Issue #1483, opened 2018-02-19
Add SSM send_command support


derwolfe:
Add basic support for boto3's SSM `send_command` function as detailed at https://boto3.readthedocs.io/en/latest/reference/services/ssm.html#SSM.Client.send_command.

As of right now, it doesn't seem like this mock should require any real persistence unless users would want to be able to alter the state of jobs or test timeout logic.

spulec:
Closed with #1484

PR #1484, opened 2018-02-19
Add support for SSM send_command

derwolfe:
Addresses https://github.com/spulec/moto/issues/1483.

This adds very basic support for `send_command` by simply returning a successful send command with the parameters the user has sent.


spulec:
Thanks and welcome to Moto!

Issue #1487, opened 2018-02-22
`redshift.respones.py` does not provide `IamRoles` key in the response.


andharris:
Redshift now allows `IamRoles` param so that specific roles can assume the cluster role and this is supported in `boto` but not able to be mocked in `moto`. 

I tried adding 
```
@mock_redshift
def test_create_cluster_with_iam_roles():
    iam_role = 'arn:aws:iam:::role/my-iam-role'
    client = boto3.client('redshift', region_name='us-east-1')
    cluster_id = 'my_cluster'
    client.create_cluster(
        ClusterIdentifier=cluster_id,
        NodeType="dw.hs1.xlarge",
        MasterUsername="username",
        MasterUserPassword="password",
        IamRoles=[iam_role],
    )
    response = client.describe_clusters(ClusterIdentifier=cluster_id)
    cluster = response['Clusters'][0]
    iam_roles = [role['IamRoleArn'] for role in cluster['IamRoles']]
    list(iam_roles).should.equal([iam_role.arn])
```

but get the following error
```
ERROR: test_redshift.test_create_cluster_with_iam_roles
----------------------------------------------------------------------
Traceback (most recent call last):
  File "/venv/lib/python3.6/site-packages/nose/case.py", line 198, in runTest
    self.test(*self.arg)
  File "/moto/moto/core/models.py", line 71, in wrapper
    result = func(*args, **kwargs)
  File "/moto/tests/test_redshift/test_redshift.py", line 311, in test_create_cluster_with_iam_roles
    iam_roles = [role['IamRoleArn'] for role in cluster['IamRoles']]
KeyError: 'IamRoles'
```

I've attempted a PR but the tests are still failing. Any input/guidance would be awesome and I'm happy to continue working on the PR to support this. 
https://github.com/spulec/moto/pull/1488

bpandola:
Make sure you update the `to_json()` method in the `Cluster` class in `redshift/models.py` to include the list of IAM roles.

andharris:
The PR is passing the tests now.

spulec:
Closed with #1488

PR #1488, opened 2018-02-22
add iam roles to redshift

andharris:
Attempting to add support for iam roles to the redshift via https://github.com/spulec/moto/issues/1487

### DIFF
--- a/moto/redshift/models.py
+++ b/moto/redshift/models.py
@@ -67,7 +67,7 @@ class Cluster(TaggableResourceMixin, BaseModel):
                  preferred_maintenance_window, cluster_parameter_group_name,
                  automated_snapshot_retention_period, port, cluster_version,
                  allow_version_upgrade, number_of_nodes, publicly_accessible,
-                 encrypted, region_name, tags=None):
+                 encrypted, region_name, tags=None, iam_roles=None):
         super(Cluster, self).__init__(region_name, tags)
         self.redshift_backend = redshift_backend
         self.cluster_identifier = cluster_identifier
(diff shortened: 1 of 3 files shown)


moto/redshift/models.py
```diff
@@ -67,7 +67,7 @@ def __init__(self, redshift_backend, cluster_identifier, node_type, master_usern
                  preferred_maintenance_window, cluster_parameter_group_name,
                  automated_snapshot_retention_period, port, cluster_version,
                  allow_version_upgrade, number_of_nodes, publicly_accessible,
-                 encrypted, region_name, tags=None):
+                 encrypted, region_name, tags=None, iam_roles_arn=[]):
```
spulec: Using mutable default arguments can be dangerous; see [here](http://docs.python-guide.org/en/latest/writing/gotchas/#mutable-default-arguments). Probably better to default to None and then set it to an empty list if None after.

moto/redshift/models.py
```diff
@@ -351,14 +357,15 @@ class Snapshot(TaggableResourceMixin, BaseModel):
 
     resource_type = 'snapshot'
 
-    def __init__(self, cluster, snapshot_identifier, region_name, tags=None):
+    def __init__(self, cluster, snapshot_identifier, region_name, tags=None, iam_roles_arn=[]):
```
spulec: Same thing here

spulec:
Two small comments, but otherwise looks great. Excited to get this in.

moto/redshift/models.py
andharris: Ah yes, this definitely needs to be avoided. I've updated the default to `None`.

spulec:
Awesome. Thanks for this and welcome to Moto!

andharris:
Thank you. This is a great project and happy to be able to make a small contribution

Issue #1026, opened 2017-07-27
@mock_s3 permanently breaks requests library


samfrances:
At first look, I thought this was a duplicate of https://github.com/spulec/moto/issues/303.

However, on further inspection, the problem is only present with the `mock_s3` decorator, not with the `mock_s3_deprecated` decorator. Therefore, if my inspection of the code base is right, this looks like a problem related to the `responses` library or the use of it in `moto`, whereas https://github.com/spulec/moto/issues/303 concerned the HTTPretty library.

Anyway, the meat of the issue:

After using `@mock_s3` in django tests, other test classes that use `LiveserverTestCase` and the `requests` library stop working, and fail with the error: ` ConnectionError: Connection refused`.

This is not an inherent problem with `responses` itself, as the following test demonstrates:

```
python -c "from moto.packages.responses.responses import mock; import requests; mock.start(); mock.stop(); print requests.get('http://google.com')"
<Response [200]>
```

However, if `mock.stop()` is omitted, you see the same error as in the django test:

```
python -c "from moto.packages.responses.responses import mock; import requests; mock.start(); print requests.get('http://google.com')"
Traceback (most recent call last):
  File "<string>", line 1, in <module>
  File "/home/REDACTED/env/local/lib/python2.7/site-packages/requests/api.py", line 72, in get
    return request('get', url, params=params, **kwargs)
  File "/home/REDACTED/env/local/lib/python2.7/site-packages/requests/api.py", line 58, in request
    return session.request(method=method, url=url, **kwargs)
  File "/home/REDACTED/env/local/lib/python2.7/site-packages/requests/sessions.py", line 502, in request
    resp = self.send(prep, **send_kwargs)
  File "/home/REDACTED/env/local/lib/python2.7/site-packages/requests/sessions.py", line 612, in send
    r = adapter.send(request, **kwargs)
  File "/home/REDACTED/env/local/lib/python2.7/site-packages/moto/packages/responses/responses.py", line 302, in unbound_on_send
    return self._on_request(adapter, request, *a, **kwargs)
  File "/home/REDACTED/env/local/lib/python2.7/site-packages/moto/packages/responses/responses.py", line 244, in _on_request
    raise response
requests.exceptions.ConnectionError: Connection refused: GET http://google.com/
```
This suggests to me that, one way or another, moto is failing to call `mock.stop()`.

moto version 1.0.1
Django version 1.11.3

samfrances:
[...]

PR #1489, opened 2018-02-23
According to what I said on spulec/moto#1026 Add a unittest and attem…

hoangelos:
This isn't the whole fix, but it does expose the problem a bit better.  Using HTTPretty, it checks to see if it's enabled already before it enables it.  There doesn't seem to be a way for the MockResponse object to do that easily without adding new code to the fork, or by introspecting class attributes.  This makes my test pass, but breaks many other tests.

### DIFF
--- a/moto/core/models.py
+++ b/moto/core/models.py
@@ -130,7 +130,8 @@ class ResponsesMockAWS(BaseMockAWS):
         responses.reset()
 
     def enable_patching(self):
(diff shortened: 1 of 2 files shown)


bblommers:
As far as I can tell, the original problem has already been solved, so I'll close this.
Do let us know if there are still issues with pass throughs.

════

What to do: Count up the lines of the listing in which the word "REDACTED" occurs, then state that number by itself.

Solution for this exercise: 6